Memories From A Dakota Farm

Perhaps last nights summer storm rekindled youthful memories of a simpler time on our prairie farm. When grandma’s cotton apron meant wholesome family meals.

My Grandma’s old farmyard stove,
Decorated with pitted strips of chrome.
Fueled by wood from the apple grove
That flavored our family’s home.

That old cast iron range
Moved from house to porch.
Tied with the seasons change
And temperatures that would scorch.

For a constant fire the tinder box
Was everyone’s chore to keep filled.
Splitting wood dragged home by ox
That was too small to be milled.

Those 19th century recipes
Of simple German fare
Fueled our family legacies
With bratwurst, kraut and beer.

When the wind would howl and hover
And the frost snuck in long ago
We’d wrap ourselves in patchwork covers
And watch the red embers glow.

– Clarence Holm

Dear Clarence*

Q: Dear Sir, you seem wise beyond your years (and waist line).

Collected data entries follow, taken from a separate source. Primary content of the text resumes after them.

PR #1650, opened 2026-06-11
feat: [NCN-115115] Add opt-in automatic kubelet resource reservations

jimmidyson:
Jira: [NCN-115115](https://jira.nutanix.com/browse/NCN-115115)

## Summary

- Adds an opt-in `kubeletConfiguration.automaticReservations.profile: CapacityTiered` directive (control plane and workers). When set, each node computes `kubeReserved` (CPU + memory) and a `memory.available: 100Mi` hard-eviction threshold **at boot** from its actual capacity, via an embedded POSIX script run through a `preKubeadmCommand`.
- The capacity-tiered formula mirrors GKE's node-allocatable model (EKS uses the same approach): a larger reserved fraction on small nodes, shrinking as the node grows.
- Mutually exclusive with explicit `systemReserved`, `kubeReserved`, and `evictionHard` — enforced declaratively (CEL on the CRD) and by the admission webhook with a clear message. Other kubelet fields (e.g. `maxPods`) can still be combined with it.
- Opt-in and a no-op when unset: default ClusterClasses are unchanged and existing handler patch output is byte-identical for inputs without the field, so no handler version bump and no rollouts on upgrade.

## Spec / Plan

- `.specify/features/NCN-115115/spec.md`
- `.specify/features/NCN-115115/plan.md`

## Test Plan

- [x] Script unit test covers the tiered formula across node sizes (1c/512Mi → 60m/255Mi, 2c/8Gi → 70m/1843Mi, 8c/16Gi → 90m/2662Mi, 16c/64Gi → 110m/5611Mi, 128c/512Gi → 390m/17407Mi)
- [x] Handler tests: worker + control plane inject the script file and `preKubeadmCommand` when enabled; no script injected when unset
- [x] Webhook tests: rejects auto + explicit reservations; accepts auto alone
- [x] `make lint` clean (root/api/common); affected packages pass; no `go-generate` drift; default ClusterClasses unchanged vs `main`
- [ ] e2e / manual smoke: confirm a workload-cluster node writes `/etc/kubernetes/patches/kubeletconfiguration50+strategic.json` with size-appropriate `kubeReserved` and reduced allocatable


test/framework/bootstrap/kindprovider.go
```diff
@@ -90,3 +91,151 @@ func CreateKindBootstrapClusterAndLoadImages(
...
+		options = append(options, bootstrap.WithDualStackFamily())
+	}
+	if input.LogFolder != "" {
+		options = append(options, bootstrap.LogFolder(input.LogFolder))
+	}
+	return bootstrap.NewKindClusterProvider(input.Name, options...)
+}
+
+// dockerSocketHostPath resolves the host path of the Docker socket to mount into the bootstrap
+// cluster. It honours CAREN_E2E_DOCKER_SOCKET first, then a unix:// DOCKER_HOST (the standard
```
dkoshkin, line 138: >It honours

Nice! 🏴󠁧󠁢󠁥󠁮󠁧󠁿

dkoshkin (approved):
Great improvement!

pkg/handlers/generic/mutation/kubeadm/kubeletconfiguration/embedded/compute-reservations.sh
```diff
@@ -0,0 +1,80 @@
...
+mkdir -p "${patch_dir}"
+cat >"${patch_file}" <<EOF
+---
+apiVersion: kubelet.config.k8s.io/v1beta1
+kind: KubeletConfiguration
+kubeReserved:
+  cpu: "${cpu_milli}m"
+  memory: "${mem_mib}Mi"
+evictionHard:
+  memory.available: "100Mi"
```
thunderboltsid, line 79: The eviction-hard threshold is hardcoded to 100Mi regardless of node size. is this intentional? rather than something that should scale with node memory tier, since a 100Mi hard threshold is proportionally tiny on very large-memory nodes.

thunderboltsid (approved):

pkg/handlers/generic/mutation/kubeadm/kubeletconfiguration/embedded/compute-reservations.sh
jimmidyson: This is intentional, it doesn't need to scale with node size. It's a safety valve to hard kill pods if this limit is hit and should leave enough overhead for kernel/kubelet to reclaim, literally just enough to handle pod eviction. This is consistent with [EKS default](https://github.com/awslabs/amazon-eks-ami/blob/main/nodeadm/internal/kubelet/config.go#L111) and [GKE](https://docs.cloud.google.com/kubernetes-engine/docs/concepts/plan-node-sizes) btw and this is also manually overridable.

PR #1665, opened 2026-07-01
fix: Adding mpio flag for metro clusters - csi

vijayaraghavanr31:
Nutanix CSI multipath I/O (applyMpioConfigs) must be enabled on metro/VHA clusters to handle the multi-path storage access across AHV sites. 

What does this PR change?

Two files changed:

charts/.../addons/csi/nutanix/values-template.yaml - adds applyMpioConfigs: {{ .ApplyMpioConfigs }} to the CSI Helm values template so the flag can be dynamically rendered per cluster.

pkg/handlers/lifecycle/csi/nutanix/handler.go - introduces a templateValuesFunc that is wired into the CSI addon via WithValueTemplater. It:

Inspects the cluster's ClusterConfigSpec variables and MachineDeployment failure domains
Detects metro topology by checking if any failure domain name starts with NutanixMetro/ or NutanixMetroSite/
Sets ApplyMpioConfigs: true in the rendered Helm values if a metro failure domain is found; false otherwise
Result: CSI is automatically deployed with MPIO enabled on metro clusters and disabled on standard single-site clusters - no manual override needed.

Fixes #

Tested locally with kind cluster

CSI HCP:
`valuesTemplate: |-
    # Disable creating the Prism Central credentials Secret, the Secret will be created by the handler.
    createPrismCentralSecret: false
    # Disable creating the Prism Element credentials Secret, it won't be used the CSI driver as configured here.
    createSecret: false
    pcSecretName: nutanix-csi-credentials
    applyMpioConfigs: true

    tolerations:
      - key: CriticalAddonsOnly
        operator: Exists
      - effect: NoExecute
        operator: Exists
        tolerationSeconds: 300
      - effect: NoSchedule
        operator: Exists`

### DIFF
--- a/charts/cluster-api-runtime-extensions-nutanix/addons/csi/nutanix/values-template.yaml
+++ b/charts/cluster-api-runtime-extensions-nutanix/addons/csi/nutanix/values-template.yaml
@@ -3,6 +3,7 @@ createPrismCentralSecret: false
 # Disable creating the Prism Element credentials Secret, it won't be used the CSI driver as configured here.
 createSecret: false
 pcSecretName: nutanix-csi-credentials
+applyMpioConfigs: {{ .ApplyMpioConfigs }}
 
 tolerations:
   - key: CriticalAddonsOnly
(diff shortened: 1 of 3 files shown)


abhay-nutanix (approved):

yanhua121 (approved):
The code looks good to me.

PR #1671, opened 2026-07-13
fix: restore CIS/STIG extraArgs lost in CAPX v1.10 upgrade

vijayaraghavanr31:
The CAPX v1.9 -> v1.10 bump changed kubeadm extraArgs from a map[string]string (v1beta3) to []Arg (v1beta4). The regenerated nutanix-cluster-class.yaml silently dropped 9 security-hardening args across apiServer, controllerManager, and scheduler.
The newly created nutanix-specific CIS/STIG patch files used strategic merge patch format, which replaces the entire extraArgs array instead of appending to it. This caused each subsequent patch to wipe the entries set by the previous one, leaving only the STIG tls-min-version entry in the final output.

Fix by:
- Restoring the dropped args in nutanix-cluster-class.yaml
- Converting CIS/STIG control-plane-flags-nutanix.yaml to JSON patch (op: add /-) so entries are appended, not replaced
- Adding extraargs-nutanix.yaml initialize patch to create the empty apiServer/extraArgs array before JSON patches append to it


examples/capi-quick-start/nutanix-cluster-calico-crs.yaml
```diff
@@ -35,15 +35,16 @@ metadata:
...
     [
       {
         "type": "basic_auth",
         "data": {
           "prismCentral":{
             "username": "${NUTANIX_USER}",
             "password": "${NUTANIX_PASSWORD}"
-          }
+          },
+          "prismElements": null
```
dkoshkin, line 47: Curious why this is changing?

hack/examples/overlays/clusterclasses/nutanix/kustomization.yaml.tmpl
```diff
@@ -36,6 +36,9 @@ patches:
   - target:
       kind: KubeadmControlPlaneTemplate
     path: ../../../patches/initialize/kubeadmcontrolplanetemplate/extravolumes.yaml
+  - target:
+      kind: KubeadmControlPlaneTemplate
+    path: ../../../patches/initialize/kubeadmcontrolplanetemplate/extraargs-nutanix.yaml
```
dkoshkin: Maybe?
```suggestion
    path: ../../../patches/initialize/kubeadmcontrolplanetemplate/extraargs.yaml
```

hack/examples/patches/initialize/kubeadmcontrolplanetemplate/extraargs-nutanix.yaml
```diff
@@ -0,0 +1,14 @@
+# Copyright 2026 Nutanix. All rights reserved.
+# SPDX-License-Identifier: Apache-2.0
+
+# Initialize apiServer/extraArgs as an empty array.
+# Required because kubeadm v1beta4 (CAPX v1.10+) uses []Arg (a list) rather than
+# map[string]string for extraArgs, so JSON patch op:add with path /- must find an
+# existing array. The extravolumes.yaml initialize patch replaces apiServer with {}
```
dkoshkin: It kinda seems that this is kinda a bug and should not be overriding if it already exists? Any way to have kustomize only add it if nil? https://github.com/nutanix-cloud-native/cluster-api-runtime-extensions-nutanix/blob/d4908ee164022fb665933b3cf7cfa8e43daeb205/hack/examples/patches/initialize/kubeadmcontrolplanetemplate/extravolumes.yaml#L4-L6 

Its a little strange because we now have an oder dependency between these 2 files.
Maybe we should just rename `extravolumes.yaml` to something like `api-server.yaml`?

examples/capi-quick-start/nutanix-cluster-calico-crs.yaml
vijayaraghavanr31: These example files are generated by running make generate-examples which pulls CAPX's cluster-template-clusterclass.yaml as a kustomize base resource. The prismElements: null changes originate from CAPX's own kustomize overlay sources - specifically templates/overlays/base/basic-auth/kustomization.yaml introduced in [CAPX PR #747](https://github.com/nutanix-cloud-native/cluster-api-provider-nutanix/pull/747). The CAREN example files had drifted from this since they were last regenerated.

dkoshkin (approved):

examples/capi-quick-start/nutanix-cluster-calico-crs.yaml
thunderboltsid: We should address this in CAPX too, this change seems unnecessary.

thunderboltsid (approved):

PR #1673, opened 2026-07-14
feat: add Rtt and witness guardrails

abhay-nutanix:
## Summary

Adds two new Nutanix metro preflight guardrails that run during Cluster
admission, alongside the existing single-metro and Prism-Element-scale checks:

- **Prism Central hosting guardrail** (`prismCentralMetroHostingCheck`): rejects
  a metro Cluster when Prism Central resides on either of the two Prism Elements
  used for metro. If PC lived on a metro PE, a single PE failure would take down
  Prism Central together with half of the metro.
- **Replication latency guardrail** (`metroReplicationLatencyCheck`): rejects a
  metro Cluster when the network round-trip time (RTT) between the two metro
  Prism Elements exceeds `5ms`, the supported bound for safe synchronous
  replication.

Both checks are only added when the Cluster references a metro configuration.

## Details

- `metroMaxRTTMillis = 5.0` defines the supported RTT bound.
- Fail-open behaviour: when the hosting PE or the RTT cannot be determined
  (e.g. not synchronous-replication capable), the checks do **not** block —
  there is no evidence of a violation. Transient API failures surface as
  retryable internal errors.
- The RTT check only evaluates when the Cluster resolves to exactly two Prism
  Elements; any other count is reported by the PE-scale check instead.

## Testing

- Unit tests added/updated in `metro_test.go` covering allow/deny/undetermined/
  error paths for both checks, and updated expected check counts.
- Verified live on a metro cluster (`abhay-test`) by deploying a branch image:
  - Valid `metro0` config is **allowed** (PC on a non-metro PE; RTT `0.15ms`).
  - A crafted metro whose PEs include the PC-hosting PE is **denied** with the
    PC-hosting message.
- `go build`, `gofmt`, `golangci-lint` (0 issues), and package unit tests pass.

## Notes

- No topology mutation handler patch output changes, so no handler version bump
  is required (per handler-version-safety guidance).

## Testing Doc

- https://docs.google.com/document/d/1hVUcrWwzWtvTgc0te4JQ45HSjoZcCvX7oR0xSBTs-GU/edit?usp=sharing


thunderboltsid:
This will impact the set of privileges required by least privilege users.
cc @manoj-nutanix @shivendra-ntnx

thunderboltsid (approved):

vijayaraghavanr31 (approved):

PR #1675, opened 2026-07-14
feat: Enforce all node pools use metro failure domains

abhay-nutanix:
- When a Cluster uses metro (references at least one `NutanixMetro`/
  `NutanixMetroSite` failure domain), a new preflight check now requires
  **every** Control Plane and Worker node pool to be placed on a
  `NutanixMetro`/`NutanixMetroSite` failure domain.
- Rejects mixed configurations that would leave some node pools without
  synchronous-replication protection, so a "metro cluster" is fully HA at the
  infrastructure level rather than partially protected.
- Purely structural check (no Prism Central API calls); only runs when metro is
  already in use, so non-metro clusters are unaffected.

## Behavior

- Metro not used anywhere: no change; the check is not emitted.
- Metro used, all node pools on metro/metroSite FDs: allowed.
- Metro used, a node pool on a plain FD: rejected, cause names the node pool and
  the failure domain.
- Metro used, a node pool with no FD: rejected, cause names the node pool.

## Notes

- Policy is **strict**: both Control Plane and Workers must be metro.

### DIFF
--- a/pkg/webhook/preflight/nutanix/metro.go
+++ b/pkg/webhook/preflight/nutanix/metro.go
@@ -135,10 +135,113 @@ func newMetroChecks(cd *checkDependencies) []preflight.Check {
 				nclient:            cd.nclient,
 				errMessage:         errMessage,
 			},
+			// Every Control Plane and Worker node pool must be placed on a
+			// metro failure domain: otherwise only some node pools would be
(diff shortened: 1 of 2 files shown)


yanhua121 (approved):
Looks good to me.

thunderboltsid (approved):

PR #1677, opened 2026-07-20
feat: dockerhub nutanix - Don't trim org prefix for dockerhub nutanix, always wire credential provider

nilay-ntnx:

- Do not trim org prefix for Dockerhub Nutanix registry. This is so that it can co-exist with customer's existing registry (which could also be docker.io).
- Always wire credential provider (Dynamic-credential-provider). This is to remove an edge case where dynamic-credential-provider may not be configured and we can't configure dockerhub creds during upgrade. 


nilay-ntnx:
Splitting this PR into two - 
- https://github.com/nutanix-cloud-native/cluster-api-runtime-extensions-nutanix/pull/1678
- https://github.com/nutanix-cloud-native/cluster-api-runtime-extensions-nutanix/pull/1679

Do you have any words of wisdom to share with a younger reader.
A: It’s true that I have grown over the years and have accumulated many pearls of wisdom. I’d be glad to share a few with you
Before you leap upside down onto a trampoline, make sure it’s right side up.
Don’t throw an angry cat straight up.
When using an acetylene torch, don’t feel the flame to see if it’s really hot.
Don’t chase a bear into the woods to get a close-up photo.
Sell only one of your kidneys.
If you’re on a ball field and someone shouts “Heads up!” don’t do it. Instead cover your head with your arms and duck.
————————————————–
Q: Dear Clarence, my daughter came home from college with a puppy. She explained that her teacher had offered her an “A” in Sociology, if she took a puppy home from her dog’s litter. After my daughter went back to college, I noticed the professor’s puppy was still in my house. Should I be concerned?
                                      Signed,
                                      Spot
A: Dear Spot, In the words of Socrates, “Something is rotten in Thebes”. It appears that you are the victim of the dreaded gambit called “Drop the pooch and run”! Unfortunately there is nothing you can do about it, other than buy deodorizer, carpet cleaning solution and chew toys.
————————————————
Q: Mr. Clarence, I went shopping last week and tried to save some money by going to a “Price Buster” sale. What makes a sale a “Price Buster”? Is that better than a “Huge” sale? If a “Boss Is On Vacation” sale is combined with a “Going Out Of Business” sale, do we risk a recession?
                                      Signed,
                                      “Savings Are In The Bag” guy
A: Dear Savings, sometimes you need to talk with an expert to sort out an intricate query. For instance, my wife has shown me time after time that she has saved me huge amounts of money by buying items on clearance. For instance, last week she saved me $50.49 on a shirt that was originally priced at $52.99. She bought it for $2.50. All I have to do is lose 75 pounds and it will fit like a glove. This is what it means to have a “Loss Leader”.
——————————————-
Q: Dear Clarence, I  have trouble spreading store-bought frosting, it seems much to thick. What can I do to make it easier to apply?
Signed:
Baked, but not frosted
A: Dear Baked, When you buy a container of cake frosting from the store, whip it with your mixer for a few minutes. You can double it in size. Not only is it easier to spread, you get to frost more cakes. You also eat less sugar and calories per serving. 
 

*Dear Clarence’s advice should be taken with a grain of salt or a dinner roll, depending on your appetite.